The recent report to EPA from the Scientific Advisory Board “Reactive Nitrogen in the United States; an Analysis of Inputs, Flows, Consequences, and Management Options” is a good place to start.

Reply to  Pat Moffitt
October 19, 2011 8:56 am

Concerning the Nitrogen Cascade,
wikipedia:

The Nitrogen Fix is a 1980 science fiction novel by Hal Clement. The plot revolves around a nomadic family in a future where all oxygen in the Earth’s atmosphere has combined with nitrogen, so the atmosphere is mostly nitrogen with traces of water, nitrogen oxides and carbon dioxide, and the seas are very dilute nitric acid.

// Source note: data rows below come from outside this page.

PR #1861, opened 2020-03-04
Use cryptsetup-2.3 instead of 2.2

jbaublitz:
Use our packaged version of cryptsetup 2.3 in Travis CI.

Initial PR related to stratis-storage/project#152

PR #1862, opened 2020-03-04
Use cryptsetup 2.3 instead of 2.2 in Travis

jbaublitz:
Supersedes #1861 
Related to stratis-storage/project#152

### DIFF
--- a/.travis.yml
+++ b/.travis.yml
@@ -18,6 +18,9 @@ before_install:
   - sudo apt-get -q update
   # cryptsetup-bin conflicts with custom built cryptsetup
   - sudo apt-get remove cryptsetup-bin
+  # Linking fails if libcryptsetup 2.2 is present - must force
+  # remove due to system dependencies
+  - sudo dpkg --purge --force-all libcryptsetup12
   - sudo apt-get install -y libargon2-0 libjson-c3
   - wget "https://github.com/jbaublitz/stratisd/raw/deb/cryptsetup_2.3.0-1_amd64.deb"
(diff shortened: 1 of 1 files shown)


jbaublitz:
I found a linking bug if libcryptsetup 2.2 is installed. Because most system packages in Ubuntu depend on this, I need to add one more step to purge the system library or linking fails due to two present libcryptsetups of the same major version, one without `crypt_safe_free`. I'll rerequest review once I've confirmed that this `dpkg` command that I've found works locally also works for Travis based on how it behaves with #1847.

mulkieran:
ok!

jbaublitz:
Reproduced the issue and confirmed that this fixes it on my Ubuntu `bionic` VM. Will confirm on Travis.

jbaublitz:
My best guess at why this was not visible before is that prior to today, the `crypt` module added in #1847 was all dead code and was probably pruned prior to linking. Now that I've begun using it in the `devices` module in #1847, linking was required.

mulkieran:
Great! Glad we caught it here.

jbaublitz:
Tests are now running in #1847. Back up for review.

mulkieran:
Do you want to do anything about the dpkg warning ```dpkg: warning: unable to delete old directory '/etc/cryptsetup-initramfs': Directory not empty``` on the install command ```sudo dpkg -i ./cryptsetup_2.3.0-1_amd64.deb```?

jbaublitz:
This doesn't concern me as we will never reboot and that is the only time initramfs would be necessary.

PR #1863, opened 2020-03-04
Develop 2.0.1 purgatory

### LINKED ISSUE #1122: Add a new interface for reports; use it to shown liminal block devices
Depends on #1121. Add Incomplete to PoolState pool property. Incomplete pools should be shown in the D-Bus API, using the new pool state. Blockdevs should also be shown in D-Bus, using the Blockdev State field to indicate which of the 5 blockdev states they are (missing, bad, spare, notInUse, In-Use) with missing devices as Missing. Devices that are present in the incomplete pool, I guess list them as NotInUse, would make the most sense?

mulkieran:
closes #1122


mulkieran:
We decided to go with a separate report interface instead.

PR #1865, opened 2020-03-05
Restructure initialize_devices to eliminate two bugs

mulkieran:


mulkieran:
There should really be a test to verify the correct behavior of ```initialize_devices``` if initialization of one device fails after others have been initialized, but there has never been such. Since this PR is sort of blocking #1847, I'm putting up the changes now, and I'll add the test in a subsequent PR.

@jbaublitz Note that the encryption changes would affect ```initialize_one()``` both in initialization and for cleanup. After a cursory inspection, I _think_ that ```wipe_devices``` would just have to be extended to wipe both the Stratis metadata and the LUKS info, but I'm not certain.

jbaublitz:
> There should really be a test to verify the correct behavior of `initialize_devices` if initialization of one device fails after others have been initialized, but there has never been such. Since this PR is sort of blocking #1847, I'm putting up the changes now, and I'll add the test in a subsequent PR.

Okay sounds good. I'll look this over soon. So far it seems good, but I want to examine a little more.

> @jbaublitz Note that the encryption changes would affect `initialize_one()` both in initialization and for cleanup. After a cursory inspection, I _think_ that `wipe_devices` would just have to be extended to wipe both the Stratis metadata and the LUKS info, but I'm not certain.

If you mean wipe LUKS2 metadata for encrypted devices and Stratis metadata for unencrypted devices, I agree that seems like it should be sufficient. If you mean wipe Stratis and then LUKS2 metadata for encrypted devices, I don't think that's necessary. I'm happy to discuss more though if we're thinking different things.

mulkieran:
rebased.

PR #1867, opened 2020-03-05
Simplify nested match expression

lleshchi:


src/engine/strat_engine/backstore/metadata/static_header.rs
```diff
@@ -262,6 +262,31 @@ impl StaticHeader {
             }
         }
 
+        fn compare_static_headers<F>(
```
mulkieran: The code looks fine. See if you can remove all the inline comments in the ```compare_static_headers``` method, and instead have a doc comment on the method which captures everything the method is responsible for.

PR #1868, opened 2020-03-05
Add a test to verify cleanup of devices

mulkieran:


mulkieran:
An uninteresing failure in the non-rust tests; the startup test very occasionally hangs.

The crisis in the novel is the imminent “flipping” of the atmosphere into a poisonous O2 dominated state …

JPeden
October 19, 2011 12:01 am

The title of the press release: US rivers and streams saturated with carbon.
So are the Oceans, so we’re all gonna die! Of eating too much food made of whatever is “breathing” in there under continuously “saturated” conditions with increased “leakage” in of that evil “carbon”? I don’t get it.

October 19, 2011 8:09 am

Eyal Porat says:
October 18, 2011 at 6:29 am
I must say, it seems we actually never noticed – we actually are already dead.
The earth echo system is so fragile and bound to positive feedbacks

Waall, I dunno about the “earth echo system”, but the Climate Science echo chamber seems to be reasonably robust. However, the combination of “positive feedback” generating deafening squeals and disruptive baffles and large holes being punched in the walls by those darn Wrecker skeptics and empirical scientists is causing severe disorientation for the occupants.

October 19, 2011 8:51 am

In a sane science, this study would have simply noted that the natural cycling of CO2 into and out of streams is of such-and-such a magnitude, and that this is possibly a significant constituent of the way in which it moves through the ecosphere.

October 19, 2011 7:05 pm

“Rivers and streams in the United States are releasing enough carbon into the atmosphere to fuel 3.4 million car trips to the moon.”
See, this is what ticks me off about the world. why don’t we have cars that go to the moon? We’ve got enough fuel to send millions of them up there, just in our rivers! Please sign my offline petition to get mooncars built.
thanks in advance.

timg56
October 20, 2011 6:41 am

philincalifornia,
Thanks.
Not the first time I got the correct answer on the initial go around and then changed it.
Tom Murphy,
I doubt I put any more value on the study than you do. I just wonder at times if all the snarkyness adds any value.

Grahame
October 20, 2011 8:26 am

From Yale University, pick which one is the true message of this press release:
1. The title of the press release: ‘US rivers and streams saturated with carbon’.

edbarbar
October 21, 2011 10:54 pm

As a Californian who has to deal with the insanity, I’m glad to see the photo caption includes identifying the Chairman of the Resources board as a “woman.” Some might think the problem is this might be to distinguish her from a man. In fact, I think it is an attempt to include the insane thing as a part of the human race.